EXERCISE INSTRUCTIONS
An exact copy of every record is the required answer.

[Stored data]
PR #273, opened 2018-08-02
add example of registering custom parameter validation callbacks

mikaelarguedas:
fixes https://github.com/ros2/examples/issues/164

* Linux [Build Status](http://ci.ros2.org/job/ci_linux/4994/)
* Linux-aarch64 [Build Status](http://ci.ros2.org/job/ci_linux-aarch64/1806/)
* macOS [Build Status](http://ci.ros2.org/job/ci_osx/4150/)
* Windows [Build Status](http://ci.ros2.org/job/ci_windows/5007/)

### DIFF
--- a/demo_nodes_cpp/src/parameters/even_parameters_node.cpp
+++ b/demo_nodes_cpp/src/parameters/even_parameters_node.cpp
@@ -1,0 +1,86 @@
+// Copyright 2018 Open Source Robotics Foundation, Inc.
+//
+// Licensed under the Apache License, Version 2.0 (the "License");
+// you may not use this file except in compliance with the License.
+// You may obtain a copy of the License at
+//
+//     http://www.apache.org/licenses/LICENSE-2.0
+//
+// Unless required by applicable law or agreed to in writing, software
+// distributed under the License is distributed on an "AS IS" BASIS,
+// WITHOUT WARRANTIES OR CONDITIONS OF ANY KIND, either express or implied.
+// See the License for the specific language governing permissions and
+// limitations under the License.
+
+#include <memory>
+#include <vector>
+
+#include "rclcpp/rclcpp.hpp"
+
+class EvenParameterNode : public rclcpp::Node
+{
+public:
+  EvenParameterNode()
+  : Node("even_parameters_node")
+  {
+    // Declare a parameter change request callback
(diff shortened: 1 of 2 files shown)


demo_nodes_cpp/src/parameters/even_parameters_node.cpp
```diff
@@ -0,0 +1,86 @@
...
+              RCLCPP_INFO(this->get_logger(),
+                "Requested value '%d' for parameter '%s' is not an even number:"
+                " rejecting change...",
+                parameter.as_int(),
+                parameter.get_name().c_str()
+              );
+              result.successful = false;
+            } else {
+              RCLCPP_INFO(this->get_logger(),
+                "parameter '%s' has changed and is now %s",
```
wjwwood: Might want to quote the second `%s`.

wjwwood: Or use a `: %s`

mikaelarguedas:
> The only other thing I might look for is an example that uses std::bind to pass an arbitrary argument into the param_change_callback along with the parameters. 

I think we would need another story to justify passing extra arguments to this callback as currently its only purpose is to check for parity and I have a hard time finding a variable to pass in that would make sense.

demo_nodes_cpp/src/parameters/even_parameters_node.cpp
mikaelarguedas: Good point, I purposefully avoided the quoting as I was afraid it could confuse users into thinking that a string value was set and not an integer.
I went for the 2nd approach in https://github.com/ros2/demos/pull/273/commits/61098803d7856a20f48032da4cd1bbac27a81466

mikaelarguedas:
@clalancette Posting new comment instead of editing to sent notification:

> I think we would need another story to justify passing extra arguments to this callback

I'm open to suggestions for this.
If we don't find anything compelling by tomorrow I'm planning on merging this as is.

clalancette:
> If we don't find anything compelling by tomorrow I'm planning on merging this as is.
> Merge state

Nothing really compelling comes to mind, so I'd say go ahead and merge.  We can always revisit later.

mikaelarguedas:
Sounds good, thanks for the review!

ANSWER TO THIS TASK
PR #273, opened 2018-08-02
add example of registering custom parameter validation callbacks

mikaelarguedas:
fixes https://github.com/ros2/examples/issues/164

* Linux [Build Status](http://ci.ros2.org/job/ci_linux/4994/)
* Linux-aarch64 [Build Status](http://ci.ros2.org/job/ci_linux-aarch64/1806/)
* macOS [Build Status](http://ci.ros2.org/job/ci_osx/4150/)
* Windows [Build Status](http://ci.ros2.org/job/ci_windows/5007/)

### DIFF
--- a/demo_nodes_cpp/src/parameters/even_parameters_node.cpp
+++ b/demo_nodes_cpp/src/parameters/even_parameters_node.cpp
@@ -1,0 +1,86 @@
+// Copyright 2018 Open Source Robotics Foundation, Inc.
+//
+// Licensed under the Apache License, Version 2.0 (the "License");
+// you may not use this file except in compliance with the License.
+// You may obtain a copy of the License at
+//
+//     http://www.apache.org/licenses/LICENSE-2.0
+//
+// Unless required by applicable law or agreed to in writing, software
+// distributed under the License is distributed on an "AS IS" BASIS,
+// WITHOUT WARRANTIES OR CONDITIONS OF ANY KIND, either express or implied.
+// See the License for the specific language governing permissions and
+// limitations under the License.
+
+#include <memory>
+#include <vector>
+
+#include "rclcpp/rclcpp.hpp"
+
+class EvenParameterNode : public rclcpp::Node
+{
+public:
+  EvenParameterNode()
+  : Node("even_parameters_node")
+  {
+    // Declare a parameter change request callback
(diff shortened: 1 of 2 files shown)


demo_nodes_cpp/src/parameters/even_parameters_node.cpp
```diff
@@ -0,0 +1,86 @@
...
+              RCLCPP_INFO(this->get_logger(),
+                "Requested value '%d' for parameter '%s' is not an even number:"
+                " rejecting change...",
+                parameter.as_int(),
+                parameter.get_name().c_str()
+              );
+              result.successful = false;
+            } else {
+              RCLCPP_INFO(this->get_logger(),
+                "parameter '%s' has changed and is now %s",
```
wjwwood: Might want to quote the second `%s`.

wjwwood: Or use a `: %s`

mikaelarguedas:
> The only other thing I might look for is an example that uses std::bind to pass an arbitrary argument into the param_change_callback along with the parameters. 

I think we would need another story to justify passing extra arguments to this callback as currently its only purpose is to check for parity and I have a hard time finding a variable to pass in that would make sense.

demo_nodes_cpp/src/parameters/even_parameters_node.cpp
mikaelarguedas: Good point, I purposefully avoided the quoting as I was afraid it could confuse users into thinking that a string value was set and not an integer.
I went for the 2nd approach in https://github.com/ros2/demos/pull/273/commits/61098803d7856a20f48032da4cd1bbac27a81466

mikaelarguedas:
@clalancette Posting new comment instead of editing to sent notification:

> I think we would need another story to justify passing extra arguments to this callback

I'm open to suggestions for this.
If we don't find anything compelling by tomorrow I'm planning on merging this as is.

clalancette:
> If we don't find anything compelling by tomorrow I'm planning on merging this as is.
> Merge state

Nothing really compelling comes to mind, so I'd say go ahead and merge.  We can always revisit later.

mikaelarguedas:
Sounds good, thanks for the review!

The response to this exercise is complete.